Unions Set Sights on Home Health Care Industry

The government is paying more and more people to care for the elderly in their homes as the U.S. population ages. The Wall Street Journal reported that it’s triggered unions to attempt to organize these workers, who usually get low wages and few or no benefits. However, some question whether home health workers qualify to join a union, stating that many are caring for family members and relatives and could be conceived as being self-employed. A 2011 study authorized by the state of Michigan found that 75% of home-care providers in the state went into the field to care for a family member or friend. This has spurred debate in legislative branches over whether to allow or forbid these workers from unionizing.

Many home health care aides are employed directly by people with disabilities or their families, as opposed to working for a private agency. The workers are by and large paid with Medicaid or Medicare funds managed by the state.

The Labor Department expects the number of home health-care workers to reach 3.2 million by 2020, a 68% increase from 1.9 million in 2010.
Home health-care workers are also known as personal-care aides, and their daily duties usually include bathing, dressing and feeding the elderly and those with disabilities, and they did this for a median wage of $9.70 per hour in 2010, according to the Labor Department’s reports. Many of these workers don’t have health-care coverage themselves.

Democratic lawmakers and unions agree that workers receiving public funds are state employees and therefore can be unionized. However, many Republican lawmakers and those anti-unionization argue that personal-care aides are independent contracts and therefore don’t qualify to join unions.

An estimated 25 percent of home care workers in America belong to unions.
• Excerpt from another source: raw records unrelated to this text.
PR #5959, opened 2026-04-27
feat(webhooks): add jobs dispatch queue consumer (NAN-5341) 2/5

agusayerza:
Consumer (`packages/jobs/lib/webhook/dispatch-queue/consumer.ts`)
- Long-polls the task-dispatch SQS queue and schedules webhook tasks via `orchestratorClient.executeWebhook()` using the deterministic `taskName` from the message.
- Deletes messages on successful scheduling and on duplicate-task detection. Leaves them visible on non-duplicate errors so SQS redelivers and eventually DLQs.
- Poison-pill messages (unparseable / schema-invalid) are deleted to avoid redelivery loops, with a dedicated metric.
- Starts one poll loop per `NANGO_TASK_DISPATCH_CONSUMER_CONCURRENCY`.

Scheduler (`packages/scheduler/lib/models/tasks.ts, packages/scheduler/lib/scheduler.ts`)
- Adds `DuplicateTaskNameError` so `scheduler.immediate()` can return a typed duplicate-name failure after checking for an existing task by name before insert.
- Preserves the existing `tasks.create()` behavior for other callers while still surfacing DB unique-constraint collisions as duplicate-name errors.

Orchestrator (`packages/orchestrator/lib/routes/v1/postImmediate.ts`)
- Returns structured duplicate metadata on `POST /v1/immediate` failures with `reason: 'duplicate_task_name'`, plus the conflicting `taskName` and existing `taskId` when available.

Tests
- Adds/updates unit and integration coverage for duplicate-name handling, consumer shutdown/delete behavior, and consumer concurrency.

### DIFF
--- a/packages/jobs/lib/app.ts
+++ b/packages/jobs/lib/app.ts
@@ -7,12 +7,14 @@ import { destroy as destroyLogs, otlp } from '@nangohq/logs';
 import { getOtlpRoutes } from '@nangohq/shared';
 import { getLogger, initSentry, once, report, stringifyError } from '@nangohq/utils';
 
+import { orchestratorClient } from './clients.js';
 import { envs } from './env.js';
 import { LambdaInvocationsProcessor } from './invocations/lambda.processor.js';
 import { Processor } from './processor/processor.js';
 import { getDefaultFleet, startFleets, stopFleets } from './runtime/runtimes.js';
 import { server } from './server.js';
 import { pubsub } from './utils/pubsub.js';
+import { DispatchQueueConsumer } from './webhook/dispatch-queue/consumer.js';
 
 const logger = getLogger('Jobs');
 
@@ -37,6 +39,18 @@ try {
     logger.info(`🚀 service ready at http://localhost:${port}`);
     const processor = new Processor(orchestratorUrl);
     const invocationsProcessor = new LambdaInvocationsProcessor();
+
+    const webhookDispatchConsumer = envs.NANGO_TASK_DISPATCH_QUEUE_URL
+        ? new DispatchQueueConsumer({
+              queueUrl: envs.NANGO_TASK_DISPATCH_QUEUE_URL,
+              orchestratorClient,
+              webhookMaxConcurrency: envs.WEBHOOK_ENVIRONMENT_MAX_CONCURRENCY,
+              consumerConcurrency: envs.NANGO_TASK_DISPATCH_CONSUMER_CONCURRENCY,
+              maxMessages: envs.NANGO_TASK_DISPATCH_MAX_MESSAGES,
+              waitTimeSeconds: envs.NANGO_TASK_DISPATCH_WAIT_TIME_SECONDS,
+              visibilityTimeoutSeconds: envs.NANGO_TASK_DISPATCH_VISIBILITY_TIMEOUT_SECONDS
+          })
+        : undefined;
 
     // We are using a setTimeout because we don't want overlapping setInterval if the DB is down
     let healthCheck: NodeJS.Timeout | undefined;
@@ -79,6 +93,9 @@ try {
             await db.readOnly.destroy();
             await destroyKvstore();
             await invocationsProcessor.stop();
+            if (webhookDispatchConsumer) {
+                await webhookDispatchConsumer.stop();
+            }
 
             console.info('Closed');
 
@@ -108,6 +125,11 @@ try {
     processor.start();
 
     invocationsProcessor.start();
+
+    if (webhookDispatchConsumer) {
+        webhookDispatchConsumer.start();
+        logger.info('webhook dispatch queue consumer started');
+    }
 
     void otlp.register(getOtlpRoutes);
 } catch (err) {
--- a/packages/jobs/lib/webhook/dispatch-queue/consumer.ts
+++ b/packages/jobs/lib/webhook/dispatch-queue/consumer.ts
@@ -1,0 +1,228 @@
+import { DeleteMessageCommand, ReceiveMessageCommand, SQSClient } from '@aws-sdk/client-sqs';
+import tracer from 'dd-trace';
+import * as z from 'zod';
+
+import { isDuplicateTaskNameClientError, jsonSchema } from '@nangohq/nango-orchestrator';
+import { Err, Ok, getLogger, metrics, report } from '@nangohq/utils';
+
+import { envs } from '../../env.js';
+
+import type { Message } from '@aws-sdk/client-sqs';
+import type { OrchestratorClient } from '@nangohq/nango-orchestrator';
+import type { WebhookDispatchMessage } from '@nangohq/types';
+import type { Result } from '@nangohq/utils';
+
+const logger = getLogger('jobs.webhook.dispatch-queue.consumer');
+
+const messageSchema: z.ZodType<WebhookDispatchMessage> = z.object({
+    version: z.literal(1),
+    kind: z.literal('webhook'),
+    taskName: z.string().min(1),
+    createdAt: z.string().min(1),
+    accountId: z.number(),
+    integrationId: z.number(),
+    provider: z.string(),
+    parentSyncName: z.string(),
+    activityLogId: z.string(),
+    webhookName: z.string(),
+    connection: z.object({
+        id: z.number(),
+        connection_id: z.string(),
+        provider_config_key: z.string(),
+        environment_id: z.number()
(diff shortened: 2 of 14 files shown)


packages/jobs/lib/webhook/dispatch-queue/consumer.ts
```diff
@@ -0,0 +1,233 @@
...
+
+import type { Message } from '@aws-sdk/client-sqs';
+import type { OrchestratorClient } from '@nangohq/nango-orchestrator';
+import type { WebhookDispatchMessage } from '@nangohq/types';
+
+const logger = getLogger('jobs.webhook.dispatch-queue.consumer');
+
+type ParseMessageResult = { success: true; message: WebhookDispatchMessage } | { success: false; reason: 'invalid_schema' | 'json_parse' };
+
+const getRegion = (): string => envs.AWS_REGION ?? 'us-west-2';
```
marcindobry: nit: Why does it have to be a function 🤔

packages/jobs/lib/webhook/dispatch-queue/consumer.ts
```diff
@@ -0,0 +1,233 @@
...
+                    span.setTag('error', true);
+                    span.setTag('error.type', scheduleRes.error.name);
+                    span.setTag('error.message', scheduleRes.error.message);
+
+                    const responsePayload = getClientErrorResponsePayload(scheduleRes.error);
+                    if (responsePayload) {
+                        span.setTag('error.details', responsePayload);
+                    }
+
+                    // Don't delete — let SQS redeliver and eventually DLQ.
```
marcindobry, line 181: How do we define max amount of retries? Is it some SQS queue parameter?

marcindobry (approved):

packages/jobs/lib/webhook/dispatch-queue/consumer.ts
```diff
@@ -0,0 +1,233 @@
...
+
+import { envs } from '../../env.js';
+
+import type { Message } from '@aws-sdk/client-sqs';
+import type { OrchestratorClient } from '@nangohq/nango-orchestrator';
+import type { WebhookDispatchMessage } from '@nangohq/types';
+
+const logger = getLogger('jobs.webhook.dispatch-queue.consumer');
+
+type ParseMessageResult = { success: true; message: WebhookDispatchMessage } | { success: false; reason: 'invalid_schema' | 'json_parse' };
```
TBonnin: Can we use `Result` instead of a defining a new type

packages/jobs/lib/webhook/dispatch-queue/consumer.ts
```diff
@@ -0,0 +1,233 @@
...
+                    }),
+                    { abortSignal: signal }
+                );
+
+                const messages = result.Messages ?? [];
+                if (messages.length === 0) continue;
+
+                // Process all messages in a batch concurrently. Each SQS receive is already
+                // capped at maxMessages (<=10) so no extra semaphore is needed.
+                await Promise.all(messages.map((msg) => this.processMessage(msg)));
```
TBonnin, line 109: we loose ordering here no? I am not sure it does matter for webhooks but we should make it part of the contract with customers

packages/jobs/lib/webhook/dispatch-queue/consumer.ts
```diff
@@ -0,0 +1,233 @@
...
+                        webhookName: message.webhookName,
+                        parentSyncName: message.parentSyncName,
+                        connection: message.connection,
+                        activityLogId: message.activityLogId,
+                        input: message.payload
+                    }
+                });
+
+                if (scheduleRes.isErr()) {
+                    if (isDuplicateTaskNameClientError(scheduleRes.error, message.taskName)) {
```
TBonnin: why is the task name required in the signature?

packages/jobs/lib/app.ts
```diff
@@ -38,6 +40,18 @@ try {
     const processor = new Processor(orchestratorUrl);
     const invocationsProcessor = new LambdaInvocationsProcessor();
 
+    const dispatchConsumer = envs.NANGO_TASK_DISPATCH_QUEUE_URL
```
TBonnin: should we call it something like `webhookDispatchConsumer`?

packages/jobs/lib/webhook/dispatch-queue/consumer.ts
```diff
@@ -0,0 +1,233 @@
...
+                    ...webhookTaskSchedulingSettings,
+                    args: {
+                        type: 'webhook',
+                        webhookName: message.webhookName,
+                        parentSyncName: message.parentSyncName,
+                        connection: message.connection,
+                        activityLogId: message.activityLogId,
+                        input: message.payload
+                    }
+                });
```
TBonnin, line 161: why call `immediate` instead of the `webhook` function?

packages/jobs/lib/webhook/dispatch-queue/consumer.ts
agusayerza: Its part of the SQS definition

packages/jobs/lib/webhook/dispatch-queue/consumer.ts
agusayerza: Setting it inline now, it used to have a much more complex behaviour

packages/jobs/lib/webhook/dispatch-queue/consumer.ts
agusayerza: Correct. Ordering is not guaranteed, this was a given as soon as we switched to queueing as dequeues and retrys can mess the order as well. Agreed that we should surface it on the contract with customers.

packages/jobs/lib/webhook/dispatch-queue/consumer.ts
agusayerza: Removed as discussed

packages/jobs/lib/webhook/dispatch-queue/consumer.ts
agusayerza: Switched to `executeWebhook` function

packages/orchestrator/lib/clients/client.ts
```diff
@@ -65,6 +65,16 @@ export class OrchestratorClient {
     public async immediate(props: ImmediateProps): Promise<Result<PostImmediate['Success'], ClientError>> {
         const res = await this.routeFetch(postImmediateRoute)({ body: props });
         if ('error' in res) {
+            const duplicatePayload = getDuplicateTaskNamePayload(res.error.payload);
+            if (duplicatePayload !== null) {
+                const taskName = duplicatePayload.taskName;
+                return Err({
+                    name: 'duplicate_task_name',
+                    message: duplicatePayload.message || (taskName ? `Task with name '${taskName}' already exists` : 'Task with this name already exists'),
+                    payload: taskName ? { taskName } : {}
```
TBonnin: can we simply forward the error from the orchestrator? why do we need a special case here?

packages/orchestrator/lib/routes/v1/postImmediate.ts
```diff
@@ -34,7 +39,7 @@ export type PostImmediate = Endpoint<{
         };
         args: JsonValue & { type: TaskType };
     };
-    Error: ApiError<'immediate_failed'>;
+    Error: ApiError<'immediate_failed' | 'duplicate_task_name', undefined, DuplicateTaskNamePayload>;
```
TBonnin: related to my question above. Do we need DuplicateTaskNamePayload?

packages/orchestrator/lib/clients/client.ts
agusayerza: We need to handle this as `routeFetch()` [(Ref)](https://github.com/NangoHQ/nango/blob/master/packages/utils/lib/express/route.ts#L94) wraps all non-2xx responses with `fetch_failed` and nests the real API error under payload. We special-case `duplicate_task_name` here so downstream callers (the consumer in this case), can handle it. If we want to remove this special case, we would need to change `routeFetch()` error propagation more broadly, which feels out of scope for this PR

packages/orchestrator/lib/routes/v1/postImmediate.ts
agusayerza: Removing the taskName on the error body as that is not used

TBonnin (approved):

Perks vary for unionized home-care workers. The article noted that in northern California, personal-care aides who are members of SEIU make more than $12 per hour and a small number of them have health care through union contracts. However, in Michigan, SEIU organized 41,000 home-care workers in 2005, and today, many earn only $8 an hour, just slightly more than the federal minimum wage of $7.25 per hour. During the eight years of being a union member, those workers didn’t attain health benefits, sick leave, or vacation time.